▶ **TRY IT**: Search the listing below for the string "would" and copy every line where it occurs.

── INPUT RECORDS

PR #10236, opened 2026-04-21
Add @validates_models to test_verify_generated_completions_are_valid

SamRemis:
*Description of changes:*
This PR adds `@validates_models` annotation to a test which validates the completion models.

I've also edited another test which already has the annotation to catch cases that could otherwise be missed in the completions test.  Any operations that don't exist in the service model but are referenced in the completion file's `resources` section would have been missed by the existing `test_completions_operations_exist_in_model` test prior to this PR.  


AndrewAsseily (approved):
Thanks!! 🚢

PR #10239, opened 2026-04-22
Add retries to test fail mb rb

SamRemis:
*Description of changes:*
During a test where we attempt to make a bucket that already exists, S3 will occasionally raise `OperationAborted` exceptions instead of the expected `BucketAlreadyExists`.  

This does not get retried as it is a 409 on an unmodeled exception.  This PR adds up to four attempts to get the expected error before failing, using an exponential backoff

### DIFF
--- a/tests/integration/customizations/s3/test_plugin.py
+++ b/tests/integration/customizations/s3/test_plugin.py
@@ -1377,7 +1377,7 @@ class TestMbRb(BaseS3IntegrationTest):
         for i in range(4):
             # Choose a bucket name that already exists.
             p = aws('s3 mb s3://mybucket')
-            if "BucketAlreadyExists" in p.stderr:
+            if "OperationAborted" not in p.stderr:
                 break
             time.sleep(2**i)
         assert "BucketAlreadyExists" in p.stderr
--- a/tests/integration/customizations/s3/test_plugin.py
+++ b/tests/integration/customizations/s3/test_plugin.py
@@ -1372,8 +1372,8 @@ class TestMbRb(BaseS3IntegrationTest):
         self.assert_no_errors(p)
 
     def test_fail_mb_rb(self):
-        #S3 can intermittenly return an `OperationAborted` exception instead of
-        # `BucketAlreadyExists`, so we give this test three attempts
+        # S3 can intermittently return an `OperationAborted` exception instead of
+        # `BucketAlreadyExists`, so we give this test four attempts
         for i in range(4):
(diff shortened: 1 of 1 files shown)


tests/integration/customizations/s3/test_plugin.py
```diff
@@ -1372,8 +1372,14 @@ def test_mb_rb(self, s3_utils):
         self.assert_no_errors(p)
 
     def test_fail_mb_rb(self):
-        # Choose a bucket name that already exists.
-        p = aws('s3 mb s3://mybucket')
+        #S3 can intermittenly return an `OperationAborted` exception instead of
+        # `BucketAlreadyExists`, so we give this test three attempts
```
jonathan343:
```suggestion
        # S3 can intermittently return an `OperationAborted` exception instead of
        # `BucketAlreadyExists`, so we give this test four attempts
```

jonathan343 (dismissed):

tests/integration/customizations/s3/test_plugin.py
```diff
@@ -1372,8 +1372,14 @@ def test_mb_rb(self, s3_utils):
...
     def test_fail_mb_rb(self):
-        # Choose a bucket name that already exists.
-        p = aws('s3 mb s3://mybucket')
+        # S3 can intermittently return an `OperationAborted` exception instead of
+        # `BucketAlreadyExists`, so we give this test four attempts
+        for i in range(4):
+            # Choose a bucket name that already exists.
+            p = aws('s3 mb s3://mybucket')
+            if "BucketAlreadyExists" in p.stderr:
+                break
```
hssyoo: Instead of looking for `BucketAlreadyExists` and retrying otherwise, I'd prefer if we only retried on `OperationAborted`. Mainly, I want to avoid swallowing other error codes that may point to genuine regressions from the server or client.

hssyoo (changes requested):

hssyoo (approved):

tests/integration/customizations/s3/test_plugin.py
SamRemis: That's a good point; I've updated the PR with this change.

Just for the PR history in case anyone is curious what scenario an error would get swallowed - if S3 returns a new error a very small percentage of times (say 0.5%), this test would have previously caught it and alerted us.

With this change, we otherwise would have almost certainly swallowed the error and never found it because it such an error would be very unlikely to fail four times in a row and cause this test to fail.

────

▶ **SOLUTION BELOW**:
I've also edited another test which already has the annotation to catch cases that could otherwise be missed in the completions test.  Any operations that don't exist in the service model but are referenced in the completion file's `resources` section would have been missed by the existing `test_completions_operations_exist_in_model` test prior to this PR.  
Just for the PR history in case anyone is curious what scenario an error would get swallowed - if S3 returns a new error a very small percentage of times (say 0.5%), this test would have previously caught it and alerted us.
With this change, we otherwise would have almost certainly swallowed the error and never found it because it such an error would be very unlikely to fail four times in a row and cause this test to fail.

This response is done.